The next climate horizon for insurers with Christie McNeill

As the economy transforms towards a net-zero future, insurance can play a vital role in addressing climate- and nature-related issues through its offerings and business strategies. McKinsey recently spoke to Christie McNeill, a partner in the Boston office, about how insurance companies can adapt to rising climate risk and help achieve a more resilient future.

McKinsey: Climate change and sustainability have become top agenda items for insurers in the past several years. What do you see on the horizon for 2023 and beyond?

Christie McNeill: Insurers have been grappling with the impacts of climate change and rising physical risks for many years. It is clear that in this decade, decisive action is necessary to reverse warming trends and put us on a pathway to avoid a climate disaster.

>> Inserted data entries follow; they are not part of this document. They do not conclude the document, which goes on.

PR #773, opened 2019-11-08
Add Google Analytics

calumabarnett:
Adds Google Analytics tracking. This is managed from the analytical_platform@digital.justice.gov.uk account.

https://trello.com/c/OrhTlqQE


controlpanel/frontend/jinja2/base.html
```diff
@@ -151,7 +151,16 @@
 
     <script src="{{ static('app.js') }}"></script>
     <script>window.moj.init();</script>
-
+    <!-- Global site tag (gtag.js) - Google Analytics -->
+    <script async src="https://www.googletagmanager.com/gtag/js?id=UA-151666116-2"></script>
```
andyhd: You should remove the Google Analytics ID from here (and below) and use a template variable, taking the value from the Django settings module instead, eg:
```
<script async src="https://.../js?id={{ google_analytics_id }}"></script>
```
and in `controlpanel/frontend/jinja.py` add an item to the global template environment, eg:
```python
env.globals.update(
    {
        ...
        "google_analytics_id": settings.GOOGLE_ANALYTICS_ID,
    }
)
```
and in `controlpanel/settings/common.py`:
```python
...
GOOGLE_ANALYTICS_ID = "UA-..."
```
Not sure how sensitive the ID is, you might want to get a new one now that this has been published to Github.

calumabarnett: I don't think the ID is sensitive, so I don't think we need to get a new one. We can add filters in our Google Analytics account to ensure it only tracks traffic on our domains, in case someone finds it and tries to misuse it. Even if it is set as an environment variable, would it not be exposed in the source code anyway?

I've created different tracking IDs for alpha, prod and dev (old and new together). Not sure if I've implemented this in the right way though.

controlpanel/settings/common.py
```diff
@@ -555,3 +555,11 @@
...
 AIRFLOW_FERNET_KEY = os.environ.get('AIRFLOW_FERNET_KEY')
 
+
+# -- Google Analytics
+if ENV == 'alpha':
+    GOOGLE_ANALYTICS_ID = os.environ.get('GOOGLE_ANALYTICS_ID', 'UA-151666116-2')
+elif ENV == 'prod':
+    GOOGLE_ANALYTICS_ID = os.environ.get('GOOGLE_ANALYTICS_ID', 'UA-151666116-3')
+else:
+    GOOGLE_ANALYTICS_ID = os.environ.get('GOOGLE_ANALYTICS_ID', 'UA-151666116-4')
```
andyhd: I'm assuming these IDs are not sensitive - but generally the correct place to put things like API keys is in the https://github.com/ministryofjustice/analytics-platform-config encrypted repo, and then inject those values into the deployed environment in https://github.com/ministryofjustice/analytics-platform-helm-charts

andyhd: I think this will work for different envs.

Many insurers are taking this seriously: they are helping to reduce their company’s direct carbon footprint and support the net-zero transition via their underwriting and investment portfolios. Leaders in the sector recognize this as not only a societal imperative but also a major business opportunity. They are building capabilities and offerings to help catalyze the flow of trillions in capital into decarbonization across sectors.

So far, attention has rightfully been on emissions and limiting warming to 1.5 degrees.1 In 2023, I hope that in addition to continued focus on net zero, we see more concrete action on adaptation, an area to which the insurance sector has unique capabilities to contribute and in doing so to improve business performance.

McKinsey: How can insurers act on adaptation?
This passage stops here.